Emotional Intelligence Eq

Your Emotional Quotient (EQ)

Firstly, don’t confuse your Intelligence Quotient (IQ) with your Emotional Quotient (EQ).  The two are unconnected.  People with a high IQ often have a low EQ.  Your IQ rates your intelligence or cleverness and your EQ rates your emotional wisdom.

Regrettably the business boardrooms of the world are full of people with very high IQs and not so high EQs.  All of their businesses are critically dependent on their EQ to relate to their staff and their customers (people).  This is where their EQ can give them the edge, unlike their IQ which is determined substantially at birth.  EQ can be developed throughout their life.

Let’s look at take a look at what makes up your EQ.  According to the authors of Emotional Intelligence 2.0, Travis Bradberry & Jean Greaves, there are four distinct components through which to determine your EQ.  These are:

  • Self Awareness Strategies
  • Self Management Strategies
  • Social Awareness Strategies
  • Relationship Management Strategies.

Self Awareness is a deep-seated desire to know yourself intimately, and may often become a never-ending objective, such is the commitment to constantly review and get to know your ever-changing self.

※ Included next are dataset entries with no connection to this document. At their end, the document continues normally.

Issue #1022, opened 2026-08-05
[BUG] htmltopdf/weasyprint: explicit pageSize/pageMargin stylesheet never wins over the document's own @page rule


dgpaci:
### Problem Description

The weasyprint implementation of the htmltopdf service appends the `pageSize`/`pageMargin` `@page` stylesheet (`resources/common/services/htmltopdf/weasyprint.py`) as a **user stylesheet with normal declarations**. In the CSS cascade, user-normal declarations lose to author declarations, so whenever the source document declares its own `@page` rule the explicit `pageMargin`/`pageSize` passed to `writePdf` is silently ignored.

Every `GnrHtmlBuilder` document emits `@page { size: ...; margin: 0; }` (`gnrpy/gnr/core/gnrhtml.py`), so an explicit `pageMargin` is dropped on **all builder-generated prints**.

Self Management is a deep desire to continually use your awareness of your emotions to choose carefully and wisely, what to say and do, even when your emotions seem to want to take control of you.

Social Awareness is the deep seated ability to know how someone is feeling before they ever tell you about the issues which are impacting on them, regardless of if their issues are heartbreaking or pleasurable.

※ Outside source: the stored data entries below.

PR #1053, opened 2026-08-07
fix(crypto): constant-time signature check and a guarded expiry in verify_url

fporcari:
## What this issue is

Issue #1004 is a review, not a bug report: @genro filed a list of concerns about `AuthTokenGenerator` (`gnrpy/gnr/core/gnrcrypto.py`) while evaluating it as a reference for a replacement he is building elsewhere, said he is not working on this code, and @cgabriel agreed with most of the points and reassigned it back. **Closing the issue as answered is a legitimate outcome** once the invisible-to-valid-tokens part is addressed — most of the remaining points are deliberate design choices or trade-offs for the team to weigh, not defects to silently fix.

This PR implements only the part of the review that changes nothing for a valid token: a timing-safety hygiene fix and one crash-to-contract fix in a live code path.

## Verified findings

All reproduced by executing the real class (`PYTHONPATH=.../gnrpy python3 -c "..."`), not read off the issue text.

| Point | Verdict |
|---|---|
| 1. Non-numeric expiry silently disables expiry (`gnrcrypto.py:214`) | REAL. `generate('payload', expire_ts='2020-01-01')` then `verify()` returns `'payload'` with no expiry check. @cgabriel's "intentional" explains the `if expire_ts` gate at `:198` (empty expiry means no expiry), **not** the `isnumeric()` gate at `:214`, which silently swallows a *malformed* expiry instead of rejecting it. |
| 1b. New, not in the issue, and in the **live** path | `verify_url` had no `isnumeric()` guard: `int(expire_ts)` at `:253` raised `ValueError: invalid literal for int() with base 10: ...` on a URL like `/unsub/1?_vld=2020-01-01;<sig>`. The only caller, `gnrpy/gnr/web/gnrwebpage.py:1261-1263`, expects `verify_url` to return a string or `None` and wraps only that into `GnrSignedTokenException` — the `ValueError` escaped unhandled. |
| 2. Separator not escaped, payload truncated (`:208`, `:211-213`, double `rsplit`) | REAL, reproduced: `'{"exclude": "*.tmp;*.bak", ...}'` verifies to `'{"exclude": "*.tmp'` with a valid signature; `generate('order;1600000000')` with no expiry raises `AuthTokenExpired` on `verify()`. |
| 3. Comparison not constant-time (`:209`, `:247` use `!=`) | REAL, hygiene issue. |
| 4. SHA-1 + hand-rolled KDF (`:190-193`) | REAL, but a deliberate trade-off: `external_secret` (`gnrpy/gnr/web/gnrwsgisite.py:1190-1191`) is persisted via `getEnvironmentItem(..., update=True)`, so changing the digest/KDF would invalidate every outstanding signed link. |
| 5. `verify_url` returns `None` on success (`:237-254`) | REAL as an API-shape complaint; the caller (`gnrwebpage.py:1261-1263`) handles it correctly today. |
| 5b. "the test doesn't assert the valid case" | **Misreading — corrected here.** `gnrpy/tests/core/gnrcrypto_test.py:66-68` (pre-existing, unmodified by this PR) does exactly that: `r = generate_url(url, expire_minutes=200); r2 = verify_url(r); assert r2 == None`. The `None`-on-success contract is already pinned by the suite. |

**Scope note**: `generate()`/`verify()` (the raw-payload pair) have no caller anywhere in this repo — the only live uses are `generate_url` and `verify_url` (`gnrwsgisite.py` / `gnrwebpage.py:1261`). Points 1 and 2 are therefore latent in-repo today, consistent with @cgabriel's "URLs only" reading. Point 1b is the one exception: it sits in the live `verify_url` path.

## Change (points 3 and 1b only)

1. **Constant-time comparison** — `gnrcrypto.py:209` and `:247`: replaced `self._sign(val) != signature` with `not hmac.compare_digest(self._sign(val), signature)`. `hmac` is already imported at the top of the module. In-repo precedent: `gnrpy/gnr/web/gnrcookie.py:43` — `safe_str_cmp = lambda a, b: hmac.compare_digest(str_to_bytes(a), str_to_bytes(b))`. No behaviour change for any valid or invalid token; no signed link is invalidated.
2. **Point 1b** — `gnrcrypto.py:250-253`: added an `isnumeric()` guard before `int(expire_ts)` in `verify_url`, returning `"not_valid"` (the function's existing contract for a bad token) instead of letting a malformed `_vld` value raise `ValueError`. Behaviour-preserving for every valid token; turns an unhandled exception into the function's own documented failure mode.

Both changes are one-caller-visible-behavior-preserving: a valid, unexpired token/URL verifies exactly as before.

## Deliberately not done, and why

- **`:214` (point 1 proper)** — not touched. Fixing it would flip behaviour @cgabriel called intentional; whether the `isnumeric()` gate should also reject (rather than silently ignore) a malformed expiry on the raw `generate`/`verify` pair is a team call, not a drive-by fix, especially since a matching test (`test_verify_non_numeric_expiry_is_ignored`) now pins the current behaviour explicitly.
- **Token encoding (point 2, separator escaping)** — not touched. Fixing the truncation requires changing how payloads are encoded/split, which invalidates every token issued under the current scheme.
- **Digest/KDF (point 4)** — not touched. Same reasoning: `external_secret` is persisted, so a stronger digest or KDF breaks every existing signed link outstanding at deploy time.
- **`None`-on-success convention (point 5)** — not touched. Reversing it means changing `gnrwebpage.py:1261-1263` and seven existing assertions in `gnrcrypto_test.py` (lines 41, 44, 51, 58, 63, 68, 74) that currently assert on it.

## Decisions required

- Act at all on the remaining points, or close #1004 as answered — @genro is building a replacement elsewhere and is not working on this code.
- Is `:214`'s silent-ignore-on-malformed-expiry a feature to document explicitly, or a bug to raise on?
- Token-invalidating changes (points 2 and 4): weigh clean crypto/encoding against breaking every outstanding signed link (password resets, unsubscribe links, etc.) issued before deploy.
- Keep or reverse the `None`-on-success convention (point 5) — it is pinned by the test suite either way, so either choice needs a follow-up commit that updates call site and tests together.
- **`genropy-sql` reportedly carries a copy of this class.** That repository was not available to check from this environment. Flagging that the two copies can drift silently — worth confirming whether they need to change in lockstep, especially if points 2/4 are ever acted on.

## Verification

`gnrpy/tests/core/gnrcrypto_test.py` is a pure unit-test file: no DB, no sqlite/Postgres, no `test_invoice`. Added:
- `test_verify_tampered_signature`: explicit tampered-signature rejection after switching to `hmac.compare_digest`.
- `test_verify_non_numeric_expiry_is_ignored`: pins the current (unchanged) point-1 behaviour for `verify()` — a non-numeric expiry is silently ignored, not rejected.
- `test_verify_url_non_numeric_expiry`: point 1b — asserts `verify_url` returns `"not_valid"` on a malformed `_vld`, not a `ValueError`. Reuses the existing `int(time.time()+1)` idiom rather than adding sleeps; no new `time.sleep` calls introduced.

Confirmed by reverting only the source fix (keeping the new test) that `test_verify_url_non_numeric_expiry` fails with `ValueError: invalid literal for int() with base 10: '2020-01-01'` on unpatched code, and passes once the guard is restored.

Results:
- `PYTHONPATH=<worktree>/gnrpy pytest gnrpy/tests/core/gnrcrypto_test.py -q` — 7 passed.
- `PYTHONPATH=<worktree>/gnrpy pytest gnrpy/tests/ -q` — the Postgres-backed suites under `gnrpy/tests/sql/` error out with `psycopg2.OperationalError: connection to server ... failed: Connection refused`; confirmed via the patch-file method (`git diff > patch && git checkout -- . && pytest ... && git apply patch`) that the same errors occur identically on unmodified `develop`, i.e. this environment has no local Postgres server and the failures are pre-existing and unrelated to this change. Excluding that suite (`--ignore=gnrpy/tests/sql`): 758 passed, 57 skipped, 0 failed. `gnrbag_test.py::test_fillFromUrl` (previously documented as a flaky remote-404 failure) passed in this run — network-dependent, not exercised by this change.
- `flake8` on both changed files — zero errors.

Refs #1004

### DIFF
--- a/gnrpy/gnr/core/gnrcrypto.py
+++ b/gnrpy/gnr/core/gnrcrypto.py
@@ -206,7 +206,7 @@ class AuthTokenGenerator:
             raise AuthTokenError("Payload format error")
 
         val, signature = value.rsplit(self.payload_sep, 1)
-        if self._sign(val) != signature:
+        if not hmac.compare_digest(self._sign(val), signature):
             raise AuthTokenError("Token is not valid")
         if self.payload_sep in val:
             # verify timestamp
@@ -244,11 +244,13 @@ class AuthTokenGenerator:
             return "not_valid"
 
         val, signature = url.rsplit(self.payload_sep, 1)
-        if self._sign(val) != signature:
+        if not hmac.compare_digest(self._sign(val), signature):
             return "not_valid"
 
         expire_ts = signature_token.split(self.payload_sep)[0]
         if expire_ts:
+            if not expire_ts.isnumeric():
+                return "not_valid"
             ts_now = datetime.datetime.now(datetime.timezone.utc).timestamp()
             if ts_now > int(expire_ts):
                 return "expired"
--- a/gnrpy/tests/core/gnrcrypto_test.py
+++ b/gnrpy/tests/core/gnrcrypto_test.py
@@ -25,6 +25,21 @@ class TestGnrCrypto():
         with pytest.raises(gc.AuthTokenError):
             self.failing_atg.verify(r)
 
+    def test_verify_tampered_signature(self):
+        r = self.atg.generate(self.payload)
+        tampered = r[:-1] + ('A' if r[-1] != 'A' else 'B')
+        with pytest.raises(gc.AuthTokenError):
+            self.atg.verify(tampered)
+
+    def test_verify_non_numeric_expiry_is_ignored(self):
+        # Documents current, unchanged behaviour: a non-numeric expire_ts
+        # fails the isnumeric() gate and expiry is silently skipped, so the
+        # token verifies as if it never carried an expiry at all.
+        forged = f"{self.payload}{self.atg.payload_sep}2020-01-01"
+        forged_signature = self.atg._sign(forged)
+        forged_token = f"{forged}{self.atg.payload_sep}{forged_signature}"
+        assert self.atg.verify(forged_token) == self.payload
+
     def test_generate_timed(self):
         r = self.atg.generate(self.payload, expire_ts=int(time.time()+1))
         assert self.atg.verify(r) == self.payload
@@ -72,4 +87,13 @@ class TestGnrCrypto():
         time.sleep(1)
         r2 = self.atg.verify_url(r)
         assert r2 == "expired"
-        
+
+    def test_verify_url_non_numeric_expiry(self):
+        # A malformed _vld value (not produced by generate_url, e.g. a
+        # hand-crafted or corrupted link) must be rejected through the
+        # function's own "not_valid" contract, not raise ValueError.
+        separator = "&" if "?" in self.url else "?"
+        url = f"{self.url}{separator}_vld=2020-01-01"
+        signature = self.atg._sign(url)
+        forged_url = f"{url}{self.atg.payload_sep}{signature}"
+        assert self.atg.verify_url(forged_url) == "not_valid"


cgabriel (approved):
LGTM to me.

I'm just worried about the presence of a copy elsewhere of the code, which is basically a fork, with fixes that needs to be replicated manually.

Relationship Management is the deep seated desire to endlessly work on your relationships with others in the knowledge that the original union (wedding) and the resultant honeymoon will need to be constantly reviewed and never taken for granted in order to ensure that the relationship will grow and be sustained over time.  People strong in this segment of EQ know that everyone’s needs must be in constant balance.

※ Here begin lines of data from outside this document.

PR #1054, opened 2026-08-07
fix(sys): reject over-long upgrade filenames before they abort the migration run

### LINKED ISSUE #1019: [BUG] sys.upgrade: filenames longer than 40 chars crash the whole migration run after the upgrade has executed
## Problem Description

`sys.upgrade` declares `tbl.column('filename', size=':40')` (`projects/gnrcore/packages/sys/model/upgrade.py`, line 13), but `runUpgrades` builds upgrade keys from arbitrary filenames on disk with no length validation.

In `runUpgrade` (same module, lines 36-52) the upgrade's `main(db)` is executed inside a try/except, but the tracking write (`recordToUpdate(codekey, insertMissing=True)`) is NOT: with a filename longer than 40 characters the insert fails with `psycopg2.errors.StringDataRightTruncation: value too long for type character varying(40)` and the exception propagates up to the CLI, killing the entire `gnr app dbsetup -u` run.

Consequences:
- the upgrade's work may already be committed (if `main` commits), but the upgrade is never recorded, so it re-runs forever;
- every upgrade sorting after the offending one never runs at all;
- the failure happens at tracking time, after execution, which makes it look like the upgrade itself failed.

Expected behavior: either widen the column (`codekey` is already `:80`, so `filename` could be `:60`+), or validate/skip-with-error long filenames before executing, and wrap the tracking write so one bad record cannot abort the whole migration run.

## Reproduction Steps

1. Create `packages/<pkg>/lib/upgrades/0001_some_name_longer_than_forty_characters_x.py` with a trivial `main(db)`.
2. Run `gnr app dbsetup <instance> -u`.
3. `main` executes, then the run crashes with `StringDataRightTruncation` while inserting into `sys.upgrade`; nothing is recorded and subsequent upgrades are skipped.

## Environment

- genropy current master, PostgreSQL.

## Additional Material

Hit in production: two application upgrades named 45 and 47 characters ran their payload but crashed the migration run at tracking time; the second upgrade was never reached. Worked around by renaming the files under 40 characters. Related to #1018 only circumstantially (found while deploying its fix).

fporcari:
## Problem

`sys.upgrade` declares `filename` as `size=':40'` (`projects/gnrcore/packages/sys/model/upgrade.py:13`), but `runUpgrades` builds upgrade keys from arbitrary filenames found on disk with no length check. When a filename is longer than 40 characters, the upgrade's `main(db)` runs successfully, and only then does the tracking insert fail with `StringDataRightTruncation`, which propagates out of `runUpgrade` and aborts the whole `gnr app dbsetup -u` run. Every upgrade that would have run after the offending one never runs, and because the failure happens after the payload already executed but before it is recorded, the same upgrade re-runs (and potentially re-executes side effects) on every subsequent attempt.

## Root cause

In `runUpgrade` (`upgrade.py:36-52`), only `gnrImport` and `m.main(self.db)` are inside the `try/except` (lines 40-45). The tracking write — `recordToUpdate(codekey, insertMissing=True)` (lines 46-49) — and `self.db.commit()` (line 52) sit **outside** it. So a failure at tracking time is not caught, and whatever `main(db)` already committed is never rolled back or recorded.

## The real ceiling

`codekey` is the table's primary key, built as `pkg + '|' + filename` (`pkey_columns='pkg,filename', pkey_columns_joiner='|'`), and is itself `size=':80'`. Widening `filename` without regard for this just relocates the same overflow to the `codekey` column on the same insert. With `pkg` at `size=':20'`, the largest safe `filename` is **59** characters (`80 - 20 - 1` for the separator). No FK anywhere references `sys.upgrade` (checked all of `gnrpy/` and `projects/`), so widening these columns cascades nowhere.

**Why truncating the filename is not an option**: `upgradePath` (`upgrade.py:16-18`) rebuilds the upgrade's file path *from the codekey*. A truncated key would point at a file that doesn't exist, and would never match the stored `upgradekey` on a later run either — the upgrade would fail differently, forever.

## Change

Deliberately narrow, to minimize overlap with #1024 (see below):

1. `upgrade.py:13` — widen `filename` to `size=':59'` (fits inside `codekey`'s `:80` budget together with `pkg`).
2. `runUpgrades` — a **pre-flight length check**: before executing anything, scan every candidate upgrade file, report (but do not execute) every one whose `pkg|filename` would exceed the `codekey` budget, then run the rest. Oversized candidates are never written to the table at all — even recording just an error for them would hit the exact same size overflow, so pre-flight reporting is the only shape that can't itself crash.

`runUpgrade`'s try/except and the placement of `self.db.commit()` are **not** touched by this PR.

## Sequencing vs #1024

[#1024](https://github.com/genropy/genropy/pull/1024) (`fix/migrate-upgrade-error-reporting`) is still open and rewrites `runUpgrade`/`runUpgrades` in this same file. A few things worth stating explicitly:

- A textual conflict between the two PRs is certain. Keeping this diff to the model column plus the pre-flight block (and not touching the try/except or `db.commit()`) is meant to minimize it.
- #1024 moves `self.db.commit()` inside the try block. Once that lands, this bug's failure mode stops being "maybe rolled back, maybe not" and becomes deterministically "the upgrade's work is committed but never recorded." The two fixes are complementary, not overlapping in intent.
- #1024 does not touch `gnrpy/gnr/app/cli/gnrdbsetup.py`. That means `gnr app dbsetup -u` — the exact command from the issue report — stays fully fatal on this class of error even after #1024 merges, unless something in `gnrdbsetup.py` also changes. Separately (unrelated to this bug, reported here for visibility): `gnrdbsetup.py:152` declares `errordb = []` and never populates it; the logging call around `:183-184` formats that always-empty list.

Landing order: this PR targets `develop`. If #1024 merges first, this branch will need a rebase; the conflict surface should be small given the above.

## Decisions this PR does not settle

- **How much to widen.** This PR does the minimal widen (`filename :59`, fits inside the existing `codekey :80`). An alternative is widening `codekey` itself (e.g. to `:120`) and `filename` further (e.g. `:99`) for more headroom — that changes a primary key column's type on live databases, but since nothing references it via FK it is still a single lossless `ALTER COLUMN ... TYPE`. Whether `pkg` (`:20`) should also grow to match `adm.pkginfo.pkgid` (`:50`) is likewise open.
- **Behavior when a name is still too long.** This PR aborts execution for the oversized candidate only (skip + report, others still run). Alternatives not implemented here: skip-and-record-error (not viable without also widening far enough that the error record itself fits), or run-and-record (reproduces the original bug).
- **Whether `gnrdbsetup.py` needs hardening** the way #1024 hardens `gnrmigrate.py`, or whether it should be considered superseded by `gnr db migrate`.

## Verification

- **flake8**: zero errors on all touched files (`projects/gnrcore/packages/sys/model/upgrade.py`, `gnrpy/tests/sql/test_gnrsqlmigration.py`, `gnrpy/tests/app/cli/test_sys_upgrade_guard.py`).
- **Full non-Postgres suite**: `PYTHONPATH=<worktree>/gnrpy pytest gnrpy/tests/ -q --ignore=gnrpy/tests/sql` → **757 passed, 57 skipped, 0 failed** (42.9s). This includes `gnrbag_test.py::TestBasicBag::test_fillFromUrl`, which is documented elsewhere as a known pre-existing failure (remote 404) — it actually **passed** in this run (the remote resource is currently reachable and valid).
- **`gnrpy/tests/sql/` (Postgres-backed suite, includes the new DDL test)**: could not be executed in this environment. Every test in that directory (461 of them, including the pre-existing ones, not just the new one) errors identically with `RuntimeError: initdb failed`, coming from `testing.postgresql.Postgresql()`. This reproduces with a bare, unmodified `Postgresql()` call with no genropy code involved, so it is unrelated to this change — Postgres was not usable for live verification in this session. This is reported honestly rather than claimed as passing.
- **New tests added**:
  1. `gnrpy/tests/sql/test_gnrsqlmigration.py::test_12r_varchar_widen_matches_sys_upgrade_filename_fix` — DDL assertion following the `test_12a`/`test_12b` pattern: asserts the exact `CREATE TABLE` then `ALTER COLUMN "filename" TYPE character varying(59)`, and (via `checkChanges`'s own apply-then-reprepare step) that re-running the migration afterwards produces no further changes. Not executed against Postgres here (see above); could not confirm it fails on unpatched code for the same reason.
  2. `gnrpy/tests/app/cli/test_sys_upgrade_guard.py` — two unit tests for the pre-flight guard, with no database: a fake upgrade folder with one 90-character filename and one normal one. Confirmed `test_oversized_filename_is_reported_and_not_executed` **fails on unpatched code** (the long filename is executed, since the original code has no length check) and **passes on the patched code**. `test_normal_length_filenames_all_run` passes on both (regression safety for the normal case).
- SQLite cannot be used to prove any of this: it does not enforce varchar length (a longer string simply goes into a shorter column unchanged), so any assertion of `StringDataRightTruncation` behavior needs Postgres specifically.

**Manual verification not done, listed for the record**: a real `gnr app dbsetup <instance> -u` run against a package containing a >40-character upgrade filename; and the same with `-U/--upgrade_only` against a database whose structure has not yet been migrated to the widened column — the case this PR's `filename` widening alone does not cover, since `-U` skips the structure step entirely.

Fixes #1019


cgabriel (commented):
I feel conflicted on this resolution: the current proposal is that if an upgrade script fails (due to oversize name), an error log will be issued but the process still continue. Some thoughs: for example, after a deploy:

* If the code is based on a db content (plenty of cases), the code will not execute correctly
* If some upgrade script depends on something made by a previous upgrade in the stack which fails, it will fail too? (or worse, working on data)

Why not simple enlarge the field to accomodate the max file name? On most production filesystem the limit is at 255, so raising the limit to 255 would accomodate all the possible choices, and it will not cause issue since the upgrade record are as many as the upgrade.

cgabriel (approved):
LGTM

genro (approved):
Approving the code. The design question @cgabriel raised in August is not answered, it is dissolved, and that is the better outcome: once `filename` is `:255` — the filesystem ceiling on a name component — with `pkg` at `:50` to match `adm.pkginfo.pkgid` and `codekey` at `:306` to hold both plus the joiner, the skip-versus-abort branch stops being reachable by any name a filesystem can produce. A design choice that no longer has to be made is worth more than either answer to it.

And where it can still fire, it now does the thing @cgabriel was worried about: `return errors` before running anything, so nothing is applied at all. His two objections were the same objection — an upgrade skipped mid-stack leaves the ones after it working against a database that never got its change — and aborting the whole run is the only shape that respects it. The comment says plainly that this cannot happen in practice, which is the right register for a guard that exists to be unreachable.

I checked the DDL test rather than assuming it followed: `test_gnrsqlmigration.py:897` declares `size=':306'` and asserts `ALTER COLUMN "codekey" TYPE character varying(306)`. Aligned with the code, not left behind at the earlier number.

**The description is now describing a different PR, and that is my only real finding.**

It still says the change is `filename :59` fitting inside `codekey :80` with `pkg :20`, and it lists the widening that is actually implemented — `codekey` to a larger size, `filename` further, `pkg` up to match `adm.pkginfo.pkgid` — under *"Decisions this PR does not settle"*. That decision has been settled, in the direction the section calls an alternative. It also says the guard aborts "for the oversized candidate only (skip + report, others still run)", where the code now stops the entire run.

Two more sections have expired: "Sequencing vs #1024" plans a landing order against a PR that merged on 13 August, and the verification block reports the `:59` numbers.

This matters more than tidiness here. The one piece of reasoning a reviewer needs for a primary-key column type change on live databases — nothing references `sys.upgrade` by FK, so it is a single lossless `ALTER COLUMN ... TYPE` — is present, but buried inside the section that says the decision was not taken. Somebody reading this in six months to understand why a PK widened will find the argument filed under "not settled".

Not blocking, because the code and the tests agree with each other and it is the code that ships. But the body is what the next reader trusts, and right now it contradicts the diff on three points.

Others who have written about EQ suggest that Motivation, Empathy and People Skills all play an important part in assessing, developing and creating a persons EQ.

If you are a sales professional and you already have to some extend all these EQ strategies, then the next stage in the process is to use them skilfully when dealing with others.  The Institutes 12 Immutable Laws of Relationship Based Selling clearly supports the Relationship Management and Social Awareness strategies of your EQ development process.

The continuous development of your Self Awareness and Self Management strategies of EQ have also been addressed within your sales career information and sales management information career books.

The other issues of Motivation, Empathy and People Skills can be also further explored throughout the ISI library and particular reference can be found about EQ and its pertinence to the sales profession within the document Emotional Intelligence.

If you’re a sales manager and you wish to include the subject of EQ assessment into your future recruiting interviews, you can access a document called Interview Questions to Assess Emotional Intelligence, in the ISI library which will be of great assistance.

You may also wish to expand your knowledge on Emotional Intelligence by reading Emotional Intelligence 2.0 by Travis Bradberry & Jean Greaves.

We wish you continued relationship success with all those around you by assessing and continuously developing your abundant and endless EQ capabilities.